ValWood commented 1 year ago

but then we have 2 annotations

"histone H3K36me/H3K36me2 demethylase activity" and "transcription coregulator activity" to describe one activity? I find the parallel annotations to "transcription coregulator activity" a bit confusing.

also the definition of "transcription coregulator activity" says A transcription regulator activity that modulates the transcription of specific gene sets via binding to a DNA-bound DNA-binding transcription factor, either on its own or as part of a complex.

and SAGA isn't a "DNA binding TF" then epe1 doesn't fit this definition. So is the definition the problem?

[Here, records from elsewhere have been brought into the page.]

PR #427, opened 2024-10-18
Dockerised piccolo_admin

dl-lim:
Basic copy of admin_ui in docker.

To add a standalone application in docker next, with .env to configure db connections.

### DIFF
--- a/Dockerfile
+++ b/Dockerfile
@@ -1,0 +1,17 @@
+# Use an official Node.js runtime as a parent image
+FROM node:20
+
+# Set the working directory to /admin_ui
+WORKDIR /admin_ui
+
+# Copy the current directory contents into the container at /admin_ui
+COPY admin_ui .
+
+# Install any needed packages specified in package.json
+RUN npm install --no-audit --no-fund
+
+# Expose port 3000
+EXPOSE 3000
+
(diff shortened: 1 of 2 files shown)


Dockerfile
```diff
@@ -0,0 +1,17 @@
...
+COPY admin_ui .
+
+# Install any needed packages specified in package.json
+RUN npm install --no-audit --no-fund
+
+# Expose port 3000
+EXPOSE 3000
+
+# Run npm run dev when the container launches
+CMD ["npm", "run", "dev"]
```
dantownsend, line 17: This solution is OK for development, but for production we don't need to install the npm dependencies etc. When we release `piccolo_admin` on PyPI, we bundle all of the front end assets.

So we just need a Python file which runs `create_admin`, but reads the database values from environment variables.

sinisaos:
@dl-lim I think you should close this PR as we now have a [dedicated repo](https://github.com/piccolo-orm/piccolo-admin-docker) for dockerized Piccolo Admin. Feel free to make changes to that repo. Thanks.

sinisaos:
Closed this PR because we now have a [dedicated repo](https://github.com/piccolo-orm/piccolo-admin-docker) for the dockerized Piccolo admin.

Issue #1019, opened 2020-03-31
texstudio crash after using option filter


fg-dev:
When I  try to filter option in the configure TeXstudio window, the app crashes.

### Environment
- TeXstudio: 3.00.00 (git 3.0.0alpha2-34-gad302ef)
- Qt: 5.12.1, compiled with Qt 5.12.1 R
- OS: Windows 10 64bit
- TeX distribution: miktex

### Expected behavior

Filter the option according to the typed letters.
### Actual behavior

crash and the app window close.

### How to reproduce
open configure TeXstudio and type a letter in option filter.

sunderme:
works fine on linux and windows here...
Have you tried reinstall ? removing texstudio.ini ?

fg-dev:
I deleted the texstudio.ini file however the problem still persists
for the installation, I am using the portable file.

MeanSquaredError:
I tested it on Windows 7 and it did crash indeed. I will try to prepare a fix shortly.

fg-dev:
> I tested it on Windows 7 and it did crash indeed. I will try to prepare a fix shortly.

thank you.

PR #1022, opened 2020-04-02
Fix a crash in ConfigDialog::metaFilterChanged()

MeanSquaredError:
This is a fix for https://github.com/texstudio-org/texstudio/issues/1019

TXS crashes if terminal support is not built and the user tries to use the option filter in the config dialog.

The crash happens in `ConfigDialog::metaFilterChanged` on the line `ui.contentsWidget->item(i)->setHidden(!on);` 
because `ui.pagesWidget->count()` is 16 (terminal page settings exist in `configdialog.ui`)
on the other hand `ui.contentsWidget->count()` is 15 (terminal page content item is not added to the list through a call to `ConfigDialog::createIcon()`).

The proposed PR fixes the issue by always adding the terminal content item to the contents list, but when terminal is disabled during build then the contents item is kept always hidden in the config dialog. This is a hack and ideally we should not add the terminal configuration page when terminal is disabled, however it seems that Qt does not support conditional compiling of widgets from the .ui files.

Maybe the proper solution would be to implement some kind of XML parser/builder that would remove the terminal settings from `configdialog.ui`, but it would require lots of custom code for the XML parser/builder in the project file, or dependency on an external XML tool.

### DIFF
--- a/src/configdialog.cpp
+++ b/src/configdialog.cpp
@@ -509,20 +509,28 @@ ConfigDialog::ConfigDialog(QWidget *parent): QDialog(parent), checkboxInternalPD
 	createIcon(tr("Commands"), getRealIcon("config_commands"));
 	createIcon(tr("Build"), getRealIcon("config_quickbuild"));
 	createIcon(tr("Shortcuts"), getRealIcon("config_shortcut"));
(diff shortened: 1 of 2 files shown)


sunderme:
thanks

PR #1023, opened 2020-04-02
Makes badwords detection case insensitive

mrclschstr:
I discovered that the detection of bad words and stop words is case sensitive at the moment. Therefore you need to add each word at least twice to make it work at the beginning of a sentence (e.g. `again` and `Again`).

**Important note:** I don't have a full developement setup on my computer right now. For that reason I couldn't compile and test my changes. I would really appreciate if you could check that for me 😃

### DIFF
--- a/src/grammarcheck.cpp
+++ b/src/grammarcheck.cpp
@@ -428,9 +428,10 @@ void GrammarCheck::backendChecked(uint crticket, int subticket, const QList<Gram
 	}
 	if (config.badWordCheck) {
 		for (int w = 0 ; w < words.size(); w++) {
-			if (ld.badWords.contains(words[w]))
+			QString normalized = words[w].toLower();
+			if (ld.badWords.contains(normalized))
 				cr.errors[tb.lines[w]] << GrammarError(tb.indices[w], tb.endindices[w] - tb.indices[w], GET_BAD_WORD, tr("Bad word"), QStringList() << "");
-			else if (words[w].length() > 1 && words[w].endsWith('.') && ld.badWords.contains(words[w].left(words[w].length() - 1)))
+			else if (normalized.length() > 1 && normalized.endsWith('.') && ld.badWords.contains(normalized.left(normalized.length() - 1)))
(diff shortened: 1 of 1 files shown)


sunderme:
I am not convinced that it should be case insensitive. Other language (e.g. German) distinguih the case within a sentence.

Furthermore you exchanged Qset<QString> with QStringlist. The reason for Qset is speed and even doing the comparison case insensitive, you don't need to switch to stringlist but just convert the test word to lower case...

MeanSquaredError:
Switching from `QSet` to `QStringList` might slow the grammar check for large documents and/or large lists of badwords/stopwords. It is probably a good idea to keep the lists as QSets.

MeanSquaredError:
@sunderme 
Sorry, I did not see your comment, it seems we commented simultaneously.

mrclschstr:
> I am not convinced that it should be case insensitive. Other languages (e.g. German) distinguish the case within a sentence.

I'm sorry, I don't get your point (btw I'm german). In my opinion the reason for bad words and stop words is the "word itself" regardless of the capitalization.

I get the point reagarding the performance of `QStringList`, but now I have to add each word at least twice to cover each capitalization possibillity. I don't think doubling the word lists is beneficial for performance as well, but this ist just a guess.

Do you have another suggestion? Maybe another option to activate case insensitivity?

sunderme:
concerning QStringList <-> Qset: it needs to use QSet.

sunderme:
we can pull the case insensitivity, but it it should use sets...

mrclschstr:
> we can pull the case insensitivity, but it it should use sets...

Alright, I'll fix this 😃

mrclschstr:
I had another clean look at the code and discovered, that the stop words are already normalized to lower case (see following lines as well): https://github.com/texstudio-org/texstudio/blob/c27a8c1438b0436bf06e6e292402026a51ccc456/src/grammarcheck.cpp#L403

Therefore I chose a similar approach in my new PR attempt 😄

sunderme:
thanks

PR #1027, opened 2020-04-04
Added 3 more themes to the Beamer wizard

JackHack96:
I've added 3 modern themes to the Quick Beamer wizard.


sunderme:
thanks

homocomputeris:
Is it possible to fetch the list of installed themes from the disk?

muzimuzhi:
@homocomputeris Which list, the list of installed latex beamer theme, or the list of themes in beamer wizard of texstudio? If it's the first list, then here, the repo of a latex editor, is not the right place to ask. 

PS: You could (or should) consider posting a new issue.

homocomputeris:
I mean, can't TXS get the list of beamer themes from the disk instead of relying on the hardcoded one? (It's not a reason for an issue, just curiosity)

PR #1030, opened 2020-04-06
Fix the description of the ?p{ext}: pathname selector in the manual.

MeanSquaredError:
While answering a user question I noticed that the description of the `?p{ext}:` pathname selector in the manual is incorrect in several places. In some places the trailing `:` is missing. In one place the `p` character is missing, etc.

The proposed PR fixes the description in the manual.


sunderme:
thanks

PR #1051, opened 2020-04-23
Simplify the debug logger code

MeanSquaredError:
After the removal of the support for Qt4, the two classes implementing the debug logger, `DebugLoggerMain` and `DebugLoggerQt` can be merged into a single class. This PR simplifies the debug logger code by merging the two classes.


sunderme:
thanks

PR #1053, opened 2020-04-24
cwl - add no-opt-arg lines to xcolor.cwl

muzimuzhi:
In #793, I used to think that no-optional-arg form of commands `\definecolor`, `\providecolor`, and `\colorlet` are rarely used. I am wrong so it comes the current pr.


sunderme:
thanks

PR #1055, opened 2020-04-25
Fix events processing in tests

MeanSquaredError:
This PR fixes several minor issues with the handling of events while running tests.

1. Currently we try to ignore UI events while running tests by processing all events except for UI and network events
( `QApplication::processEvents(QEventLoop::ExcludeUserInputEvents | QEventLoop::ExcludeSocketNotifiers)` )
However there are several places where either QTest or Qt core framework internally processes all events including UI events.
Most notably this happens in `QTest::qWait()` and in the different Qt functions that show the message popups during search&replace testing.

As a result it is possible to crash TXS while it is running the tests by providing keyboard or mouse input. For example by running on Linux:

`textstudio --execute-all-tests`
then while tests are running, pressing CTRL+W several times at different moments while tests are running.

This will close the main tab in which the tests are running, so naturally TXS will crash with SIGSEGV when the testing framework tries to access the main document tab.

Same type of crash will happen is the mouse is clicked on the [x] button for the main tab.

I tried several approached at fixing this issue and the best one seems to be installing a native events filter inside TestManager. This filter only filters events coming from the physical keyboard and mouse and the synthetic events from the QTest framework are not affected. So this kind of fix is used in this

2. Another possible issue taken care by this PR is that while processing events by `QApplication::processEvents(...)` our current code does not take care of the posted events non-system events as recommended by the documentation at

https://doc.qt.io/qt-5/qcoreapplication.html#processEvents

This is mostly a problem with deferred deletes (`QEvent::DeferredDelete`) as documented by the above link. There is at least one place where we use deferred deletes in MessageBoxCloser::closeNow(). I do not know if skipping processing of deferred deletes is a problem besides not freeing memory early on, but I checked the source code for `QTest::qWait()` and copied I copied their code that processes `QEvent::DeferredDelete` into our custom function `QTest::processPendingEvents()`.

3. Additionally this PR adds ifdefs to `SyntaxCheck::waitForQueueProcess()` so it is only defined when tests are enabled. The documentation for this method is slightly expanded and processing for deferred deletes are added to that method too.

### DIFF
--- a/src/syntaxcheck.cpp
+++ b/src/syntaxcheck.cpp
@@ -291,7 +291,8 @@ void SyntaxCheck::waitForQueueProcess(void)
 	linesBefore = mLinesEnqueuedCounter.fetchAndAddOrdered(0);
 	forever {
 		for (int i = 0; i < 2; ++i) {
-			QApplication::processEvents(QEventLoop::ExcludeUserInputEvents | QEventLoop::ExcludeSocketNotifiers, 1000); // Process queued checkNextLine events
+			QCoreApplication::processEvents(QEventLoop::AllEvents, 1000); 			// Process queued checkNextLine events
+			QCoreApplication::sendPostedEvents(Q_NULLPTR, QEvent::DeferredDelete);		// Deferred delete must be processed explicitly. Using 0 for event_type does not work.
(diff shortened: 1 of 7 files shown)


sunderme:
thanks

Issue #1046, opened 2020-04-19
Open terminal does not work


jonasstein:
### Environment
```
TeXstudio 3.00.00 (git 3.0.0alpha3-15-g5147db65)
Using Qt Version 5.14.2, compiled with Qt 5.14.2 R
OS: Gentoo Linux
```

Compiled latest commit from git on Gentoo Linux to support https://github.com/texstudio-org/texstudio/issues/888 and tested, if https://github.com/texstudio-org/texstudio/pull/898 fixes the problem here too. 

**Clicking on `Open Terminal` does not do anything.** 
Not even a message on STDERR. Do we need specific settings?

https://github.com/texstudio-org/texstudio/issues/888#issuecomment-576333120

MeanSquaredError:
Does this problem happen only in TeXstudio 3 or does it also exist in TexStudio 2.12.x ?

KarlMagnusLarsson:
I can not repeat this on Linux Debian 10.3 (or OSX 10.13.6).

Texstudio 3.00.00 (git 3.0.0alpha3-15-g5147db65)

colinlog commented 1 year ago

SAGA is a coTF for many dbTFs, that is clear. Other/alternative molecular signals that recruit SAGA are acetylated histones and epe1. As epe1 accumulates at heterochromatin boundaries via its degradation in the inner parts of heterochromatin domains - but not at their 'edges', it is positioned to recruit SAGA to these boundaries. The same is true for recruitment of bdf2 by epe1. To me, as epe1 is not a dbTF, but rather gets localized through other processes, its mechanism of transcriptional activation is that of a coTF that is targeted by dbTFs, histone-bourne modifications and/or by coTFs. In this case it is a complicated targeting mechanism that involves degradation in the H3K9me2 heterochromatin domain but not at its edges - in some kind of 'focussing' mechanism based on localized degradation. Still, epe1 fits the bill for a coTF in the sense that it gets to the right chromosomal loci due to external influences (that are not direct DNA binding'and then does it job of recruiting SAGA there, a complex that is nvolved in the BP: BP GO:0045815 transcription initiation-coupled chromatin remodeling.

As for the double annotation, yes, it is a paralog of enzymes with demonstrated H3K36demethylation activity. However the papers say that catalytic mutations do not change its coTF activity. In fact it may be that this protein is not a even a demethylase. Hence, the coTF activity that is involved in 'transcription at heterochromatin boundaries' would be the correct annotation and H3K36 demethylation may not even be true.

ValWood commented 1 year ago

OK, closing this one. I'm still not totally sure what to use transcription coregulator for, but hopefully I will get it soon!